Je me suis réveillée et il était là. Arpentant mon salon de long en large, le cheveu hirsute et la guitare à la main. "Ah enfin" me lance-t-il quand il me vit. Sans préambule, il pince une première corde, des volutes s’échappent de son instrument, enveloppent mon paysage de brume élégiaque. Il se passe un truc que je ne saisis pas tout de suite. Je me laisse emporter.
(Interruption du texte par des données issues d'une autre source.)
PR #2001, opened 2021-03-30
Switched the order of serializers to DillSerializer and PickleSerializer

yongyanrao:
Switched the order of serializers to DillSerializer and PickleSerializer

@benclifford We wanted to prioritize dill serializer, because dill is more reliable in some cases. For example, with the following snippet
```
    dfk = parsl.load(config)
    exe = dfk.executors['Midway_HTEX_multinode']
    f = exe.submit(square, None, 2)
    print(f.result())
```
The original order of serializers would give an error message of
`AttributeError: Can't get attribute 'square' on <module '__main__' from '/home/yrao2/.conda/envs/parsl_probe/bin/process_worker_pool.py'>`

### DIFF
--- a/parsl/serialize/concretes.py
+++ b/parsl/serialize/concretes.py
@@ -6,29 +6,6 @@ logger = logging.getLogger(__name__)
 from parsl.serialize.base import SerializerBase
 
 
-class PickleSerializer(SerializerBase):
-    """ Pickle serialization covers most python objects, with some notable exceptions:
-
-    * functions defined in a interpretor/notebook
-    * classes defined in local context and not importable using a fully qualified name
-    * clojures, generators and coroutines
-    * [sometimes] issues with wrapped/decorated functions
-    """
-
-    _identifier = b'01\n'
-    _for_code = True
-    _for_data = True
-
-    def serialize(self, data):
-        x = pickle.dumps(data)
-        return self.identifier + x
-
-    def deserialize(self, payload):
-        chomped = self.chomp(payload)
-        data = pickle.loads(chomped)
-        return data
-
-
 class DillSerializer(SerializerBase):
     """ Dill serialization works on a superset of object including the ones covered by pickle.
     However for most cases pickle is faster. For most callable objects the additional overhead
@@ -41,7 +18,7 @@ class DillSerializer(SerializerBase):
     * clojures
     """
 
-    _identifier = b'02\n'
+    _identifier = b'01\n'
     _for_code = True
     _for_data = True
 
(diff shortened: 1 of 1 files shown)


yadudoc (approved):

benclifford:
What is going on here that is different from regular app submission, that makes this break but does not break app submission?

yongyanrao:
I was doing some config testing. With the following submission, the original order would also have the same issue.
```
            block_id = executor.start()
            fut = executor.submit(square, None, 3)
            print(fut.result())
```

benclifford:
but does parsl app execution work with the same config file?

yongyanrao:
Yes, I used the `site_test` configs on their corresponding sites.

yongyanrao:
@benclifford Let us look at the following two examples to compare `dill` and `pickle`.
- Example 1: with one file `main_only.py`
```
# main_only.py
import dill
import pickle

def square(x):
    return x*x

if __name__ == "__main__":

    dill_serialized = dill.dumps(square)
    pickle_serialized = pickle.dumps(square)

    dill_deserialized = dill.loads(dill_serialized)
    pickle_deserialized = pickle.loads(pickle_serialized)

    print(dill_deserialized(5))
    print(pickle_deserialized(5))
```
`python main_only.py` would run without any issue.
- Example 2: with two files in the same directory, `main_lib.py` and `lib.py`
```
# main_lib.py
import dill
import pickle
from lib import dill_serialize, pickle_serialize

if __name__ == "__main__":

    dill_deserialized = dill.loads(dill_serialize())
    pickle_deserialized = pickle.loads(pickle_serialize())

    print(dill_deserialized(5))
    print(pickle_deserialized(5))
```
```
# lib.py
import dill
import pickle

def square(x):
    return x*x

def dill_serialize():
    return dill.dumps(square)

def pickle_serialize():
    return pickle.dumps(sqaure)
```
`python main_lib.py` would show that `dill` part worked and `pickle` part did not work with error message of `NameError: name 'sqaure' is not defined`. This is because `pickle.dumps()` merely returns a reference to the original function, but `dill.dumps()` encodes the function body. The difference shows up when the function is defined in a different module. So we think `dill` is more reliable for serialization, and decide to prioritize it in our serializer.

The reason we did not see this kind of behavior before is that with the `@python_app` decorator, whether the function is defined in the same module or not will not matter. Both Example 3 and Example 4 as below work.
- Example 3: with one file `main_only_decorator.py`
```
# main_only_decorator.py
import dill
import pickle
from parsl.serialize import ParslSerializer

@python_app
def square(x):
    return x*x

if __name__ == "__main__":

    parsl_serializer = ParslSerializer()
    parsl_packed = parsl_serializer.pack_apply_message(square, 5, None)
    func, args, kwargs = parsl_serializer.unpack_apply_message(parsl_packed, locals())
    print(func)
    print(args)
    print(kwargs)
```
`python main_only_decorator.py` would work.
- Example 4: with two files in the same directory `main_lib_decorator.py` and `lib_decorator.py`
```
# main_lib_decorator.py
from parsl.serialize import ParslSerializer
from lib_decorator import parsl_serialize


if __name__ == "__main__":

    parsl_serializer = ParslSerializer()
    func, args, kwargs = parsl_serializer.unpack_apply_message(parsl_serialize(), locals())
    print(func)
    print(args)
    print(kwargs)
```
```
# lib_decorator.py
from parsl import python_app
from parsl.serialize import ParslSerializer

@python_app
def square(x):
    return x*x

def parsl_serialize():
    parsl_serializer = ParslSerializer()
    return parsl_serializer.pack_apply_message(square, 5, None)
```
`python main_lib_decorator.py` would also work. The decorator makes this happen.

yadudoc:
This PR is based on a bunch of faulty assumptions. Since this works hasn't moved in the past 6 months, I'm closing this.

Andy Cartwright est guitariste. Et son alter ego musicien Seabuckthorn est dans mon salon les matins compliqués (les autres aussi d’ailleurs). Son neuvième album A house with too much fire est un charmant trip entre les oies d’Olgerson et la cape de SuperMec en collants bleus. Aérien et fichtrement planant, les dix titres instrumentaux laissent libre court à une découverte sensorielle qu’envieraient presque les brouteurs de quinoa, s’ils ne s’essayaient pas au véganisme.
Sur une base de guitares, banjo et clarinettes, Seabuckthorn altère la profondeur des sonorités et manipule les échos des ondes afin d’y puiser une atmosphère mystérieuse et onirique. Les percussions et les synthés augmentent le champ des amplitudes possibles, créant là un univers complet de rocaille et de lumière.
Lui a conçu A house with too much fire au pied des paysages escarpés des Alpes du Sud, à la fois bruts et sauvages. La majesté de la nature se déroule au fil des morceaux en de graciles mélodies, développant d’un même ton la fragilité de l’instant, passé à contempler l’apparente immortalité des massifs constitués depuis belle lurette.
La géologie n’est pas qu’une observation de vulgaires tas de cailloux, elle est également une science du passé, visant à reconstituer des siècles de culture inconnus. Si proche dans l’espace et si éloigné dans le temps, Seabuckthorn a bien saisi cet ultime paradoxe et l’a traduit en sons dilatés et insaisissables dans cet album instrumental à la fois minimaliste et riche d’émotions.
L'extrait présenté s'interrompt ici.